Wednesday 16 September 2015

Figheldean, Wiltshire

People who have dogs tell me that their pets provide other people a conversational opener, an excuse to start talking to a stranger. And that's a nice thing for us British. I think I've found my dog substitute - a massive purple sketchbook, first outing today. At Figheldean church not one but two people spoke to us as a result, and then someone else turned up too. The building's obviously well used for its original purpose.

We heathens had come to see the carved knights lying either side in the porch, although they were slightly obscured by some very jolly boards covered in colourful magnetic letters advertising the latest goings-on. Encouraged by our enthusiasm for the knights, we were given a kind and very comprehensive tour of the church by one of its custodians. It was interesting to see some greenstone in the columns (photo here though the columns are quite incidental to the photographer's intentions :)

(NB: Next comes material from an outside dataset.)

PR #205, opened 2026-05-01
af: catch OSError in _read_yaml so non-file ASTRO_HOME degrades gracefully

jlaneve:
## summary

But Figheldean is one of those churches that's been very messed about with, and there's even some neoNormanness going on. So its main attraction for us was the knights. Our guide surprised us by explaining they'd been dug up in a nearby field - perhaps hidden there during Cromwell's time, he speculated.


None seem to be able to compare with the lovely knight at Castle Combe. But these are the second-best we've seen! The cute little dogs / lions at their feet are well carved, with excellent paws (though the right hand one has been reassembled facing the wrong way). One knight has deeply carved folds in what I assume is a cloak. The other looks very comfy on his pillow. It would have been cool to have more chance to look at the pair closely, do a bit of drawing, take some photos without the magnetic letters in the way. But never mind.


It was also instructive to overhear the correct pronounciation of the village name - Fyaldene. I'd have been calling it Figgledene for ever more.

You'd think photos and stories about these knights would be all over the internet. But they're not. I think they should be. These knights are great.

I found some mention of them in John Aubrey's Topographical Collections of Wiltshire. He says:

FIGHELDEN.
Near the Belfre, in the South Aisle, are two fair freestone monuments of Knights crosse-legged, with shields, and at the feet of each is a Lyon. I could not learn whose Monuments they were: they are tumbled now, 1671, one on the top of the other. 

 Underneath in that edition, written in 1862, it says: "These effigies, having received some injury in their horizontal position, were for some time placed erect in the chancel: but have lately been restored to the place in which Aubrey saw them.

Pevsner says they're 'probably late 13th century'. But he also says one of the knight's pillows is supported by angels. I can't see it myself from the photos. Perhaps we need a closer relook.